Tumor microenvironment responsive mesoporous silica nanoparticles for dual delivery of doxorubicin and chemodynamic therapy (CDT) agent

Abstract

Chemodynamic therapy is a new antitumor strategy triggered by transition metal as chemodynamic agent via the in situ catalytic Fenton reaction. Herein, we engineer a smart nanocarrier activated by tumor microenvironment-specific weak acidic pH and high glutathione conditions for chemo/chemodynamic processes. This unique architecture orderly consists of mesosilica-encapsulated doxorubicin, self-polymerization of polydopamine Fe³⁺ clathrate, further bonding the targeting polymer MnO₂ disguised albumin–folic acid. Polydopamine and albumin as intelligent nanovalves shield doxorubicin from premature leaking. Folic acid improves the targeting capability for folate receptor (FR) overexpressing cancer cells. After intake of the nanocarrier by tumor cells, the nanocarrier nanovalves are first biodegraded by native glutathione and pH, enabling on-demand anticancer drug escape, and also generate and release Fe³⁺ and Mn²⁺ (reduced by MnO₂via glutathione depletion).
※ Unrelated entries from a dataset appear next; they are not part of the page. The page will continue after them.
PR #5093, opened 2021-07-12
CBG-1533: Specify permissions for each handler

JRascagneres:
Changes:

- Added new 'Permission' type to facilitate easy conversion between basic name and name required when requesting permission from cluster. These require formatting with cluster! or cluster.bucket[bucketName]!.
- Removed unused Vaccum endpoint
- Added permission requirements to each endpoint
- Added response permission check for /_user and /_role
- Set all response permissions to true if admin auth disabled

- [x] Merge https://github.com/couchbase/sync_gateway/pull/5086 and rebase

Permissions used are as follows:
https://docs.google.com/spreadsheets/d/1cE2MptvrcFF2cVyIGphwWuGERRMrKhuXD5kl8UgqOCY/edit?usp=sharing

### DIFF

Subsequently, the ions interact with H₂O₂, generating highly toxic hydroxyl radicals (˙OH) via a Fenton-like reaction to enhance the anticancer cell efficacy. This result proves that the designed nanocarrier more likely devours into FR-positive cancer cells and illustrates a high intracellular ˙OH generation, leading to the desired specific killing efficacy. We believe this innovative strategy will exhibit a new avenue for the potential of accurate chemo/chemodynamic co-therapy in cancer cells.